Hi Teen Help, My name is Chanelle Ugalde. I live in Oahu, Hawaii and I'm 17 years old.

My conflict that I'm dealing with now is with my parents.
Now previously I have discussed on a different forum website on my last situation and I feel it has affected me to the point where I really don't know what to do or how to communicate to my parents.

On my last discussion, I had told my story.

I was raped, last year, by my (unofficial) 18 year old boyfriend.
And from then on I stopped seeing him.
He wouldn't leave me alone, and proceeded to stalk me and my family members.

He left letters at my house when I wasn't home, and shown signs that I knew were not good. When I finally had enough I reacted on emotion and went to his house for confrontation.
That day he wouldn't let me leave, and held me against my will.

Being raped by this man before, I feared for my life. Because I didn't know what he was going to do to me next.
luckily I got away, and my parents placed a restraining order on him, until my 18th birthday.
We are still currently trying to put him away for what he has done.
They tried to get me to see a Therapist, and it didn't help. And they told me to see my school counselor whenever I needed to.

Then later on during this summer. I got into a predicament with my parents, about a boy I had met at a party.
I started talking to him, and going out late with him and spending time with him. I didn't have any real interest, but during that time my self-esteem had plummeted through the ground. And like the pathetic person I am, I enjoyed his attention (because I looked for someone to just pay attention and listen to me at the time.) Especially because in reality, I didn't have anyone to talk to.

This was during the time I was just getting back into being social and actually talking to people again.

And on a sidenote: My parents have always been strict, but they had my best interests in mind. I've always disagreed with their reasonings, but again I tried to accept/respect it.

But everything they told me hurt me, negatively. I took everything they told me personally, because I was emotionally and mentally unstable. I had problems staying focused in school and suffered from PTSD. I was in a dark place and I starved my self due to my stress. So when my parents act hostile towards me, I can't tell whose really being the positive influence in my life right now, the people I talk to or my own parents.
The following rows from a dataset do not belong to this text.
PR #5125, opened 2025-01-17
DBM: Add option to SQL comment propagation

andreas:
### What does this PR do?

This PR is a port of https://github.com/DataDog/dd-trace-rb/pull/3809 to `dd-trace-js`.

It adds an option to append the DBM trace propagation comment instead, of prepending it. This allow users using database monitor tools to see the SQL query itself first, instead of the Datadog trace propagation comment first.

### Motivation

External tools, such as AWS RDS Performance Insights, are very hard to use with DBM comments prepended.

Further, it's currently impossible to use [pg_hint_plan](https://github.com/ossc-db/pg_hint_plan) when `dd-trace-js` prefixes queries with a comment.

### Plugin Checklist

- [x] Unit tests.
- [x] TypeScript [definitions][1].
- [x] TypeScript [tests][2].
- [ ] ~API [documentation][3].~

[1]: https://github.com/DataDog/dd-trace-js/blob/master/index.d.ts
[2]: https://github.com/DataDog/dd-trace-js/blob/master/docs/test.ts
[3]: https://github.com/DataDog/documentation/blob/master/content/en/tracing/trace_collection/library_config/nodejs.md
[4]: https://github.com/DataDog/dd-trace-js/blob/master/.circleci/config.yml

PR #5929, opened 2025-06-23
Add option to append comment to pg queries

BridgeAR:
This allows to opt into a different way to place pg query comments.

It ports #5125 by @andreas and I decided to rename the option and actually re-add the original added environment variable.

Closes #5125


BridgeAR:
@rochdev I know of Ruby and Java having this implemented. I did not check other platforms. I guess it would be good to have a system test for that. @bm1549 do you by chance know about that or could you ask someone to write a system test for the functionality? :)

rochdev (approved):

PR #5930, opened 2025-06-23
Activate weekly dependabot PRs for npm and switch actions to weekly

BridgeAR:
We should be up to date with dependencies in an automated way.

I decided not to ignore anything for now to see how many PRs are incoming and potentially limit it later by ignoring a couple of pinned versions.

### DIFF
--- a/.github/dependabot.yml
+++ b/.github/dependabot.yml
@@ -11,8 +11,28 @@ updates:
       - "/.github/actions/*"
       - "/.github/actions/*/*"
     schedule:
-      interval: "monthly"
+      interval: "weekly"
     groups:
       gh-actions-packages:
         patterns:
           - "*"
+  - package-ecosystem: "npm"
+    directories:
+      - "/"
+    schedule:
+      interval: "weekly"
+    groups:
+      dev-minor-and-patch-dependencies:
+        dependency-type: "development"
+        patterns:
+          - "*"
+        update-types:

During this time I had made the decision to leave my house due to an arguement based on me coming home late from the beach, with some friends and with a guy.
Things blew up, and I was beaten by my dad, so I just left and was fed up with everything.
I stayed with my uncle for a short period of time, until
I was violated/raped by my uncle.

Things went down hill and I felt God was punishing me.
I thought, "If God loved me, why is he making me go through all these terrible things... I just wanna' die.."
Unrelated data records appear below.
PR #5941, opened 2025-06-24
[DI] Add support for loading probes from JSON file

watson:
### What does this PR do?

Add support for loading Dynamic Instrumentation / Live Debugger probes via a JSON file instead of Remote Configuration (RC).

To use this feature, specify a path to the JSON file using either the environment variable `DD_DYNAMIC_INSTRUMENTATION_PROBE_FILE` or the programmatic configuration `dynamicInstrumentation.probeFile`.

This can be used in combination with RC.

The JSON should be an array of probe objects in the same format as received via the RC `config` object, for example:

```js
[
  {
    id: '100c9a5c-45ad-49dc-818b-c570d31e11d1',
    version: 0,
    type: 'LOG_PROBE',
    where: { sourceFile: 'index.js', lines: ['25'] },
    template: 'Hello World',
    segments: [{ str: 'Hello World' }],
    captureSnapshot: true,
    capture: { maxReferenceDepth: 3 },
    sampling: { snapshotsPerSecond: 100 }
  }
]
```

### Motivation

This is useful for testing and for environments that doesn't have RC enabled.

### Plugin Checklist

- [ ] Unit tests.
- [ ] Integration tests.
- [ ] Benchmarks.
- [ ] TypeScript [tests][2].
- [ ] API [documentation][3].
- [ ] CI [jobs/workflows][4].

### Additional Notes

The reduction in test coverage is incorrect. We cover these lines in the integration tests, but these runs are not reported to Codecov.

### DIFF
--- a/.github/workflows/test-optimization.yml
+++ b/.github/workflows/test-optimization.yml
@@ -75,8 +75,9 @@ jobs:
   integration-ci:
     strategy:
       matrix:
+        # TODO: Add cucumber and selenium once cucumber+12 is fixed
         version: [oldest, latest]
-        framework: [cucumber, selenium, jest, mocha]
+        framework: [jest, mocha]
     runs-on: ubuntu-latest
     env:
       DD_SERVICE: dd-trace-js-integration-tests
@@ -160,13 +161,14 @@ jobs:
         env:
           NODE_OPTIONS: '-r ./ci/init'
 
-  plugin-cucumber:
-    runs-on: ubuntu-latest
-    env:
-      PLUGINS: cucumber
-    steps:
-      - uses: actions/checkout@11bd71901bbe5b1630ceea73d27597364c9af683 # v4.2.2
-      - uses: ./.github/actions/plugins/test
+  # TODO: Remove comment once cucumber+12 is fixed
+  # plugin-cucumber:
+  #   runs-on: ubuntu-latest
+  #   env:
+  #     PLUGINS: cucumber
+  #   steps:
+  #     - uses: actions/checkout@11bd71901bbe5b1630ceea73d27597364c9af683 # v4.2.2
+  #     - uses: ./.github/actions/plugins/test
 
   # TODO: fix performance issues and test more Node versions
   plugin-cypress:
--- a/integration-tests/ci-visibility/automatic-log-submission.spec.js
+++ b/integration-tests/ci-visibility/automatic-log-submission.spec.js
@@ -59,10 +59,11 @@ describe('test visibility automatic log submission', () => {
       name: 'jest',
       command: 'node ./node_modules/jest/bin/jest --config ./ci-visibility/automatic-log-submission/config-jest.js'
     },
-    {
-      name: 'cucumber',
-      command: './node_modules/.bin/cucumber-js ci-visibility/automatic-log-submission-cucumber/*.feature'
-    },
+    // TODO: Uncomment once cucumber+12 is fixed
+    // {
+    //   name: 'cucumber',
+    //   command: './node_modules/.bin/cucumber-js ci-visibility/automatic-log-submission-cucumber/*.feature'
+    // },
     {
       name: 'playwright',
       command: './node_modules/.bin/playwright test -c playwright.config.js',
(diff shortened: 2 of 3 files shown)


tylfin:
FYI - the Python implementation is here to make sure we aligned https://github.com/DataDog/dd-trace-py/pull/13747

packages/dd-trace/src/debugger/index.js
```diff
@@ -23,17 +24,26 @@ function start (config, rc) {
...
+  const probeChannel = new MessageChannel()
   configChannel = new MessageChannel()
 
   process[Symbol.for('datadog:node:util:types')] = types
 
-  rc.setProductHandler('LIVE_DEBUGGING', (action, conf, id, ack) => {
+  readProbeFile(config.dynamicInstrumentation.probeFile, (probes) => {
+    const action = 'apply'
+    for (const probe of probes) {
+      probe.shouldAcknowledge = false
```
tylfin: Could you explain what `shouldAcknowledge` is doing here? Are you still emitting probe statuses when a probe is configured via a file? I ask because there are instances where we may want to validate these as part of a testing suite without remote configuration enabled.

packages/dd-trace/src/debugger/devtools_client/status.js
```diff
@@ -34,7 +34,8 @@ const STATUSES = {
   BLOCKED: 'BLOCKED' // TODO: Implement once support for allow list, deny list or max probe limit has been added
 }
 
-function ackReceived ({ id: probeId, version }) {
+function ackReceived ({ id: probeId, version, shouldAcknowledge }) {
+  if (shouldAcknowledge === false) return
```
szegedi: Explicit comparisons of a simple value with a boolean literal always catch my eye, especially when it's for a false value. I think what you want to express here is that the absence of `shouldAcknowledge` property in the function parameter object is to be treated as if it were set to true. I think the intent would be better communicated with:
```suggestion
function ackReceived ({ id: probeId, version, shouldAcknowledge }) {
  if (shouldAcknowledge ?? true) return
```
It obviously applies to all places where this is used.

szegedi (changes requested):

packages/dd-trace/src/debugger/index.js
watson: No I'm disabling probe acknowledgements that would normally be sent via the diagnostics endpoint if the probe is loaded via a file. There's nothing acknowledge as there's no matching ID in the backend

packages/dd-trace/src/debugger/devtools_client/status.js
watson: > Explicit comparisons of a simple value with a boolean literal always catch my eye, especially when it's for a false value.

I know it's not going to matter in the grand scheme of things, but I'm annoyed how in JavaScript `if (foo) {}` is going to make it a truthy check, when all you want is a boolean check.

Despite that, your suggested change means the opposite of what's intended, as it's going to abort if `shouldAcknowledge === true`, which is not what we want.

If it makes it easier to read, I could reverse the boolean, so that it becomes `skipAcknowledge`. Is that better? In that case, the diff would read:

```suggestion
function ackReceived ({ id: probeId, version, skipAcknowledge }) {
  if (skipAcknowledge === true) return
```

packages/dd-trace/src/debugger/index.js
watson: Hang on, what am I saying?!? I must say that I haven't thought about what happens when the probe result is sent to the input intake - here the ID obviously need to match if I'm not mistaken? And I possibly have been thinking too much about Exception Replay, where there's no ID and mixing it up with this one.

Am I understanding your correctly, in that the probe _does_ need to exist in the backend?

tylfin: Hmm, I didn't touch the acknowledgements in the Python implementation - we should chat about this during agent sync and see what JP did

packages/dd-trace/src/debugger/devtools_client/status.js
szegedi: You're right, it should've been
```suggestion
function ackReceived ({ id: probeId, version, shouldAcknowledge }) {
  if (!(shouldAcknowledge ?? true)) return
```
Anyhow, I don't think this is worth blocking this PR, it was just a stylistic suggestion. Going to approve as-is.

szegedi (dismissed):

BridgeAR:
@watson should this be merged? It's approved for a while.

packages/dd-trace/src/debugger/index.js
watson: I've re-added the probe diagnostics

tylfin (approved):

I left to my friends house, and continued to see the guy, hoping for closure and for something to just make me feel better. All I really, and desperately needed was comfort, from someone.

I told my parents both of these events had happened.
They believed me the first time that it had happened, but when it came to a family member (such as my uncle), they did not believe me. And for the second time, dismissed me from my home. They kicked me out and acted as if they were trying to disown me. They thought I was sleeping around and acting like a crazy child.. So I stayed with my friend until school started.

When I returned, they were'nt happy. They told me that things were so much better without me there and that all I did was cause trouble.
I believed them and took whatever they told me. They said because I lied in the past, it hurt them and that every time I went behind their back to talk to guys they thought I was a slut seeking attention. I admitted I lied, but I never stopped doing what I wanted to do.

They typical "Parent's are too controlling so I rebel" routine.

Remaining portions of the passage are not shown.